PR #438, opened 2022-05-23
A0-927 Make pallet_staking::Invulnerables empty. Store reserved node list in pallet elections

kostekIV:
# Description
Add storage for storing reserved members.

## Type of change

# Checklist:


bin/node/src/chain_spec.rs
```diff
@@ -361,6 +361,8 @@ fn generate_genesis_config(
     let accounts_config =
         configure_chain_spec_fields(unique_accounts_balances, authorities, controller_accounts);
 
+    let reserved = accounts_config.members[0..2].to_vec();
```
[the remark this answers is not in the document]
pmikolajczyk41: okay, I see below that it was already this way, but still, I think it won't hurt

pmikolajczyk41 (changes requested):
generally seems useful and okay, but I do not know these areas nor the context :(

however, I would insist on adding a corresponding testcase to the pallet elections

bin/node/src/chain_spec.rs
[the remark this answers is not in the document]
Marcin-Radecki: The thing is for local runs, we need some positive value in order to get that feature working. Other solution would be to set it to 0, but then anyone to get committee rotated would need to issue `change_reserved_members`. When I'm thinking it now I think this is better @kostekIV . This is because we want to be as close as possible to Testnet and Mainnet deployments, and those deployments would require such manual steps anyway.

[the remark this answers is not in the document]
kostekIV: That makes sense, but would also make e2e tests a little bit harder, with a few more setup steps:
* issue change_reserved_members
* wait an era
* actual test

pmikolajczyk41:
aaand change PR title pls

bin/node/src/chain_spec.rs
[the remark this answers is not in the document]
Marcin-Radecki: I think it's the price we can pay for avoiding mistakes during releases.

pallets/elections/src/lib.rs
```diff
@@ -59,6 +59,9 @@ pub mod pallet {
     #[pallet::storage]
     pub type MembersPerSession<T> = StorageValue<_, u32, ValueQuery>;
```
Marcin-Radecki, line 60: Technically now we should set it to 0 as default, and set to any given value in e2e test to be aligned with approach for reserved.

Marcin-Radecki: But the problem is local runs with `run_nodes.sh` would end up in empty committee produced each new session, so this is not that easy I guess. So one would need to run `run_nodes.sh` and set `MembersPerSession` manually via extrinsics, which is not good

bin/node/src/chain_spec.rs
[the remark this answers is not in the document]
Marcin-Radecki: @pmikolajczyk41  feel free to resolve, from my end it looks okay

pallets/elections/src/lib.rs
Marcin-Radecki: So we can discuss offline or I am happy for you to resolve this :)

kostekIV: I would leave it as it is, since it would make local runs pain for all of us :P

Marcin-Radecki (approved):

pallets/elections/src/lib.rs
```diff
@@ -59,6 +59,9 @@ pub mod pallet {
...
 
+    #[pallet::storage]
+    pub type ReservedMembers<T: Config> = StorageValue<_, Vec<T::AccountId>, ValueQuery>;
```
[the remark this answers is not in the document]
kostekIV: Added a small doc with terminology and storages. `Members` are confusing because actually are used in multiple contexts. With the upcoming cleanup you proposed this will go away (for now I left the todo mark)

aleph-client/src/session.rs
```diff
@@ -58,6 +58,27 @@ pub fn change_members(
...
+        new_members
+    );
+    let xt = compose_extrinsic!(
+        sudo_connection.as_connection(),
+        "Sudo",
+        "sudo_unchecked_weight",
+        call,
+        0_u64
+    );
+    send_xt(sudo_connection, xt, Some("sudo_unchecked_weight"), status);
```
pmikolajczyk41, line 80: Uh, I would rename this xt to something related to changing reserved members

pallets/elections/src/lib.rs
```diff
@@ -1,6 +1,22 @@
...
+//! ### Terminology
+//! For definition of session, era, staking see pallet_session and pallet_staking.
+//! - Committee: Set of nodes that produce and finalize blocks in the era.
+//! - Validator: Node that can become a member of committee (or already is) via rotation.
+//! - (TODO: remove this to remove confusion) Member: Usually same as validator, sometimes means member of the committee
+//! - ReservedMembers: Validators that are chosen to be in committee every single session.
+//!
+//! ### Storage
+//! - `Members` - List of possible validators.
+//! - `MembersPerSession` - Number of committee size.
```
pmikolajczyk41, line 14: just committee size

pallets/elections/src/lib.rs
```diff
@@ -1,6 +1,22 @@
...
+//! - `ReservedMembers` - List of reserved nodes.
+//! - `ErasReserved` - List of reserved nodes for the current era.
```
pmikolajczyk41, line 16: does it mean that reserved members are (potentially) changed each era?

pallets/elections/src/lib.rs
```diff
@@ -87,11 +106,23 @@ pub mod pallet {
 
             Ok(())
         }
+
+        #[pallet::weight((T::BlockWeights::get().max_block, DispatchClass::Operational))]
+        pub fn change_reserved_members(
```
pmikolajczyk41, line 111: tbh I was thinking about pallet tests likewise `pallet_aleph` has

pallets/elections/src/lib.rs
kostekIV: yep

pallets/elections/src/lib.rs
kostekIV: Tests will be added but first, we need to decouple some dependencies from this pallet to make it easier. Definitely not in this pr

pallets/elections/src/lib.rs
kostekIV: done

aleph-client/src/session.rs
kostekIV: isn't the whole function called `change_reserved_members`?

pmikolajczyk41: yeah, but in logs you will see only `"Transaction sudo_unchecked_weight was included in block with hash {}."`, which I think is less useful that  `"Transaction change_reserved_members was included in block with hash {}."`

pallets/elections/src/lib.rs
pmikolajczyk41: fair enough, is there any Jira for this?

pallets/elections/src/lib.rs
pmikolajczyk41: I would add a word about this then

pmikolajczyk41 (approved):

pallets/elections/src/lib.rs
kostekIV: the line 17 is not enough?

pallets/elections/src/lib.rs
kostekIV: added as 981

PR #442, opened 2022-05-25
A0-984 Refactor e2e test to used unified validators accounts with local

Marcin-Radecki:
runs.

# Description

## Type of change

# Checklist:

### DIFF
--- a/.github/scripts/run_consensus.sh
+++ b/.github/scripts/run_consensus.sh
@@ -2,21 +2,30 @@
 
 set -e
 
+# change it when increasing number of node containers
+export NODE_COUNT=5
+
 mkdir -p docker/data/
 
-# source account ids
-source docker/env
+echo "Generating accounts ids..."
+declare -a account_ids
+for node_index in $(seq 0 $((NODE_COUNT - 1))); do
+  account_ids+=($(docker run -v $(pwd)/docker/data:/data --entrypoint "/bin/sh" -e node_index aleph-node:latest -c "aleph-node key inspect //$node_index | grep \"SS58 Address:\" | awk \"{print \\\$3;}\""))
+done
+# space separated ids
+validator_ids="${account_ids[*]}"
+# comma separated ids
+validator_ids="${validator_ids//${IFS:0:1}/,}"
 
-# generate chain spec and keystores based on authorites passed via --account-ids
-docker run -v $(pwd)/docker/data:/data --entrypoint "/bin/sh" -e DAMIAN -e TOMASZ -e ZBYSZKO -e HANSU -e JULIA -e RUST_LOG=info \
- aleph-node:latest -c "aleph-node bootstrap-chain --base-path /data --account-ids $DAMIAN,$TOMASZ,$ZBYSZKO,$HANSU,$JULIA --sudo-account-id $DAMIAN > /data/chainspec.json"
+echo "Generate chainspec and keystores..."
+docker run -v $(pwd)/docker/data:/data --entrypoint "/bin/sh" -e RUST_LOG=info -e validator_ids aleph-node:latest -c \
+"aleph-node bootstrap-chain --base-path /data --account-ids $validator_ids  > /data/chainspec.json"
 
-# get bootnote peer id
-export BOOTNODE_PEER_ID=$(docker run -v $(pwd)/docker/data:/data --entrypoint "/bin/sh" -e DAMIAN -e RUST_LOG=info aleph-node:latest -c "aleph-node key inspect-node-key --file /data/$DAMIAN/p2p_secret")
+echo "Genereting bootnode peer id..."
+bootnote_account=${account_ids[0]}
+export BOOTNODE_PEER_ID=$(docker run -v $(pwd)/docker/data:/data --entrypoint "/bin/sh" -e bootnote_account -e RUST_LOG=info aleph-node:latest -c "aleph-node key inspect-node-key --file /data/$bootnote_account/p2p_secret")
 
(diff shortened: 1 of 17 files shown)


.github/scripts/run_consensus.sh
```diff
@@ -2,21 +2,30 @@
...
-export BOOTNODE_PEER_ID=$(docker run -v $(pwd)/docker/data:/data --entrypoint "/bin/sh" -e DAMIAN -e RUST_LOG=info aleph-node:latest -c "aleph-node key inspect-node-key --file /data/$DAMIAN/p2p_secret")
-
-echo "BOOTNODE_PEER_ID : $BOOTNODE_PEER_ID"
+mkdir -p docker/data/
 
-# Run consensus party
+echo "Generating accounts ids..."
+declare -a account_ids
+for node_index in $(seq 0 $((NODE_COUNT - 1))); do
+  account_ids+=($(docker run -v $(pwd)/docker/data:/data --entrypoint "/bin/sh" -e node_index aleph-node:latest -c "aleph-node key inspect //$node_index | grep \"SS58 Address:\" | awk \"{print \\\$3;}\""))
```
fixxxedpoint, line 13: Add `--rm` to all calls of `docker run ...`

fixxxedpoint, line 13: Are these `-e ...` for variables needed? Bash should substitute these values (works on my machine :))

.github/scripts/run_consensus.sh
```diff
@@ -2,21 +2,30 @@
 
 set -e
```
fixxxedpoint, line 4: It looks good for me. Would be also a good idea to make this script little bit more verbose, e.g. describe in a comment (or output to terminal?) that ids are generated from `//id` now and also what is the `sudo` account (use it somewhere here like in the previous version?) instead of making someone to read the whole script and looking for a default config value for `sudo`. In general, it would nice to see these components little bit more coupled together, i.e. instead of hard-coding and changing from time to time here and there a method by which those ids are derived, just use some configuration method (env variable, input arguments, whatever else).

Marcin-Radecki: Good point, done

.github/scripts/run_consensus.sh
Marcin-Radecki: Done

Marcin-Radecki: Done

docker/common.yml
```diff
@@ -0,0 +1,26 @@
...
+    environment:
+      - CUSTOM_ARGS=-lpallet_aleph=debug,runtime=debug
+      # key derived from "//0"
+      - BASE_PATH=/data/5D34dL5prEUaGNQtPPZ3yN5Y6BnkfXunKXXz6fo7ZJbLwRRH
+      - NODE_KEY_PATH=/data/5D34dL5prEUaGNQtPPZ3yN5Y6BnkfXunKXXz6fo7ZJbLwRRH/p2p_secret
+
+  AlephNonBootNode:
+    extends: AlephNodeService
+    environment:
+      - BOOT_NODES=/ip4/127.0.0.1/tcp/30333/p2p/$BOOTNODE_PEER_ID
```
fbielejec, line 26: how hard would it be to fix the peer id of the bootnode too? it would simplify the whole setup considerably.
 
Seems like it's just about generating the same libp2p key for that node (the seed could be anything, it's node-name account-id, or something else)

.github/scripts/run_consensus.sh
```diff
@@ -2,21 +2,51 @@
...
-# source account ids
-source docker/env
+function generate_authorities {
+  local authorities_count="$1"
+
+  echo "Generating ${authorities_count} authorities accounts ids..." >&2
+  declare -a account_ids
+  for node_index in $(seq 0 $((authorities_count - 1))); do
+    echo "Generating authority ${node_index} from key //${node_index}" >&2
+    account_ids+=($(docker run --rm -v $(pwd)/docker/data:/data --entrypoint "/bin/sh" aleph-node:latest -c "aleph-node key inspect //$node_index | grep \"SS58 Address:\" | awk \"{print \\\$3;}\""))
```
fbielejec, line 17: could we specify the image (export NODE_IMAGE=aleph-node:latest) as a top level var as well for all commands that call to the dockerized node?

This would make it easier to change it in one place if testing against some other version (say testnet or smartnet version)

docker/docker-compose.yml
```diff
@@ -1,108 +1,65 @@
...
-services:
+# When increasing number of nodes in this file, change default value of --validators-count param in e2e-tests/src/config.rs
 
-  # bootnode
-  damian:
-    image: aleph-node:latest
-    container_name: damian
-    network_mode: host
+services:
+  Node0:
```
fbielejec, line 4: maybe explicitly call it BootNode?

.github/scripts/run_consensus.sh
fixxxedpoint: another solution `docker tag <image_id> aleph-node:latest`

fbielejec: I would forget the next day I have a image tagged differently and spend hours debugging :rofl:

fixxxedpoint (approved):

.github/scripts/run_consensus.sh
Marcin-Radecki: Will do

docker/common.yml
Marcin-Radecki: As discussed offline, we'll keep it as it is for now, to limit PR scope.

fbielejec (approved):

PR #446, opened 2022-05-27
A0-917: Add tool for testnet validator candidate verification

maciejnems:
# Description

Peer signer tool can be used for verification of candidates for testnet validators. It checks if candidate node is up to date with block creation and that candidate actually has access to a specific peer id

## Type of change
New feature (non-breaking change which adds functionality)

# Checklist:

 have commented my code, particularly in hard-to-understand areas
New documentation created


peer-signer/README.md
```diff
@@ -0,0 +1,26 @@
+# Peer Signer
```
pmikolajczyk41, line 1: I have some problem with telling which part is more important here: signing the secret message (and then verifying is just an additional feature for ensuring that everything is ok) or the verifying setup, where signing is the chosen way. 

Inferring from the package name, former seems to be the crucial thing... but anyway this is a tad confusing to have this kind of structure that the whole package is named after one of its crates, while the other apparently seem to be of equal importance.

I would either rename the package or be more explanatory in README (my preference) / Cargo.toml description.

peer-signer/README.md
```diff
@@ -0,0 +1,26 @@
...
+
+## Step one: signature generation
+To generate signature candidate needs a generated p2p address. For whole process to work they also need to have a node set up with up to date block creation and public p2p port, so it can be added as a peer. To generate signature:
+```console
+$ signer --message "secret message" --p2p-secret "some_path_to_p2p_secret/p2p_secret"
+Public key: 08011220c94d0593359ea30451f3aaf61040756c1bfdb7bb779489d4dafda00cce038c0a
+Signed message: 7ef2490075425bcd9fc77a994069183a21746f0be3561d464ae6a89e4b9bdaf26d9cb75c0b11325ae54e66c8ce8a9156a8b8e1d0120309fafe6971db53d6c104
+```
+
+## Step two: communication
```
pmikolajczyk41, line 12: suggestion: this section seems to be completely useless and could be incorporated into the following one

peer-signer/README.md
```diff
@@ -0,0 +1,26 @@
...
+User needs to send the generated public key and signature to verifier. So in this case needs to send:
+```
+08011220c94d0593359ea30451f3aaf61040756c1bfdb7bb779489d4dafda00cce038c0a
+
+7ef2490075425bcd9fc77a994069183a21746f0be3561d464ae6a89e4b9bdaf26d9cb75c0b11325ae54e66c8ce8a9156a8b8e1d0120309fafe6971db53d6c104
+```
+
+## Step three: verification
+To verify you need a node setup, that you can send unsafe rpc calls to. Let's say we have a running node with rpc socket on `http://127.0.0.1:9933`. This node needs to be up to date with block creation. Also for this process to work we need to have candidate in our peers, so to make sure we connected, we can add it to bootnodes of our node. Now we call `verifier` to verify peer and the signature:
```
pmikolajczyk41, line 21: fat nit: in markdown I usually recommend putting each sentence on a separate line: it does not influence the rendered view, but makes it easier for commenting on a particular sentence (instead of a whole paragraph).

peer-signer/README.md
```diff
@@ -0,0 +1,26 @@
...
+
+```console
+$ verifier --node "http://127.0.0.1:9933" --peer-id "12D3KooWPNAEZ9Xru6SgaKoXj4XGeDeVbUjYQHoc3DXpHJ9eeQeM" --message "secret message" --public-key 08011220c94d0593359ea30451f3aaf61040756c1bfdb7bb779489d4dafda00cce038c0a --signature 7ef2490075425bcd9fc77a994069183a21746f0be3561d464ae6a89e4b9bdaf26d9cb75c0b11325ae54e66c8ce8a9156a8b8e1d0120309fafe6971db53d6c104
+Signature for peer 12D3KooWPNAEZ9Xru6SgaKoXj4XGeDeVbUjYQHoc3DXpHJ9eeQeM is correct and peer is up to date with block creation at 1386065
```
pmikolajczyk41, line 25: from the first glance it seems that the code does not provide very friendly communication about errors: since this tool is targeting external users, I would increase legibility in case of failure and probably add a word or two in this README, e.g. what user will see when the node is not accessible (wrong port or blocked unsafe rpc) or the signature is invalid

pmikolajczyk41 (changes requested):

peer-signer/src/verifier.rs
```diff
@@ -0,0 +1,129 @@
...
+    })
+}
+
+#[derive(Serialize, Deserialize, Debug)]
+#[serde(rename_all = "camelCase")]
+struct Peer {
+    best_hash: String,
+    best_number: u64,
+    peer_id: String,
+    roles: String,
```
pmikolajczyk41, line 69: since you are already ignoring `protocol_version`, can we skip `roles` as well?

pmikolajczyk41 (changes requested):

peer-signer/README.md
piotrMocz: Yes, the split is even deeper: the signer is intended to be shipped as a part of the "setup package" in the `aleph-node-runner` repo, meaning it will eventually be exposed in a binary form to the end-users. The verifier, on the other hand, is meant for internal use by the Aleph team. I think it could be worth mentioning.

peer-signer/src/signer.rs
```diff
@@ -0,0 +1,38 @@
...
+use std::fs;
+
+#[derive(Debug, Parser)]
+#[clap(version = "1.0")]
+pub struct Config {
+    /// Message we want to sign.
+    #[clap(long)]
+    pub message: String,
+
+    /// Path to p2p secret.
```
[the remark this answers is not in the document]
piotrMocz: This is a nice idea (and eventually we should do that) but in the most common use case the `p2p_secret` is generated during the first run of a node.

peer-signer/src/signer.rs
```diff
@@ -0,0 +1,38 @@
...
+
+fn main() {
+    let Config {
+        message,
+        p2p_secret: p2p_secret_path,
+    } = Config::parse();
+
+    let mut file_content = fs::read(&p2p_secret_path).expect("Can not read from p2p secret path");
+    let secret_key = libp2p_ed25519::SecretKey::from_bytes(&mut file_content)
+        .expect("Incorrect secret. Can't create a secret key.");
```
piotrMocz, line 25: Nit: how about `"Incorrect secret format. Failed to create a secret key."`?

peer-signer/src/verifier.rs
```diff
@@ -0,0 +1,129 @@
...
+) -> T {
+    let mut response: Value = client
+        .post(endpoint)
+        .json(&body)
+        .send()
+        .await
+        .expect("Storage request has failed")
+        .json()
+        .await
+        .expect("Could not deserialize response as JSON");
```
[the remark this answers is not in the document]
piotrMocz: As a sidenote, I think this should be discussed company-wide at some point.

peer-signer/src/signer.rs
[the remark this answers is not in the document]
maciejnems: This secret is generated during the run of node, so probably noone will remove it, as it is necessary for restart. So this option could be nice, but I don't think it is necessary right now.

peer-signer/src/signer.rs
```diff
@@ -0,0 +1,38 @@
...
+
+    let keypair = libp2p_ed25519::Keypair::from(secret_key);
+    let public = PublicKey::Ed25519(keypair.public());
+
+    println!(
+        "Public key: {}",
+        hex::encode(&public.to_protobuf_encoding())
```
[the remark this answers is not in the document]
maciejnems: I think it is a little bit more complicated then that. In wallet we se `peer_ids` and this is public key, that allows us, to generate `peer_id`. Libp2p suggests to use protobuf encoding, to encoding and decoding Public Key. After that we can hex encode that so that it is user friendly, or base64 encode that. Right now I'm actually not sure, which encoding should we use here. Base64 or Hex.

peer-signer/src/signer.rs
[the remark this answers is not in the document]
maciejnems: renamed it to `p2p_secret_path`

peer-signer/src/verifier.rs
```diff
@@ -0,0 +1,129 @@
...
+    /// Signature we want to check.
+    #[clap(long)]
+    pub signature: String,
+
+    /// Max block difference with head.
+    #[clap(long, default_value = "10")]
+    pub block_difference: u64,
+}
+
+async fn make_request_and_parse_result<T: serde::de::DeserializeOwned>(
```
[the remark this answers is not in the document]
maciejnems: Me too. This is a simple one case usage, so I think a copy of part of `forf-off` is fine here. My view on this is "it does the job".

peer-signer/src/verifier.rs
```diff
@@ -0,0 +1,129 @@
...
+        public_key,
+        signature,
+        block_difference,
+    } = Config::parse();
+
+    let req = construct_json_body("system_peers", Value::Null);
+    let block_req = construct_json_body("chain_getBlock", Value::Null);
+
+    let client = Client::new();
+    let res: Vec<Peer> = make_request_and_parse_result(&client, &node, req).await;
```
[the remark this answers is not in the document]
maciejnems: Renamed variable and moved requesting peers to a separate function.

peer-signer/src/verifier.rs
maciejnems: Well, `protocol_version` is not skipped, as I take the result but indeed you can skip roles. I did that, and also skipped best_hash.

peer-signer/src/verifier.rs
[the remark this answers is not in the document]
maciejnems: I think this should be discussed company-wide, but for now I would stick with first option here.

peer-signer/README.md
maciejnems: Maybe it could be renamed to `peer-verification`? I know this places a tad more importance on verifier but this is a tool intended for peer verification. Signer part will be used by a validator candidate, and Verifier part will be used by us. I can add more explanation in README regarding a split of this package.

maciejnems: For now I updated the README. Right now I'm leaning more towards name `peer-verifier`/`peer-verification`. Please let me know what do you think about those.

peer-signer/src/verifier.rs
```diff
@@ -0,0 +1,129 @@
...
+    if let Some(peer) = res.iter().find(|r| r.peer_id == peer_id) {
+        if peer.best_number + block_difference < best_number {
+            panic!(
+                "Peer is not up to date. Should have {:?} block number. Has {:?} block number",
+                best_number, peer.best_number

........

WHAT THE TASK ASKS :: Retype exactly the lines of the data above, starting at its first line and finishing with the line that has "pmikolajczyk41: okay, I" in it.

WORKED SOLUTION ::
PR #438, opened 2022-05-23
A0-927 Make pallet_staking::Invulnerables empty. Store reserved node list in pallet elections

kostekIV:
# Description
Add storage for storing reserved members.

## Type of change

# Checklist:


bin/node/src/chain_spec.rs
```diff
@@ -361,6 +361,8 @@ fn generate_genesis_config(
     let accounts_config =
         configure_chain_spec_fields(unique_accounts_balances, authorities, controller_accounts);
 
+    let reserved = accounts_config.members[0..2].to_vec();
```
[the remark this answers is not in the document]
pmikolajczyk41: okay, I see below that it was already this way, but still, I think it won't hurt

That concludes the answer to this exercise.